### GIVEN RECORDS
PR #2621, opened 2025-08-13
[chore] Adjust logic to be compatible with weaver 0.17

thompson-tomo:
## Changes

The templates are now compatible with weaver 0.17 with the main change being related to handling of deprecated  on enum members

### EXERCISE REQUIREMENTS
Your task is to transcribe the listing above in full and exactly.

### RESULT
PR #2621, opened 2025-08-13
[chore] Adjust logic to be compatible with weaver 0.17

thompson-tomo:
## Changes

The templates are now compatible with weaver 0.17 with the main change being related to handling of deprecated  on enum members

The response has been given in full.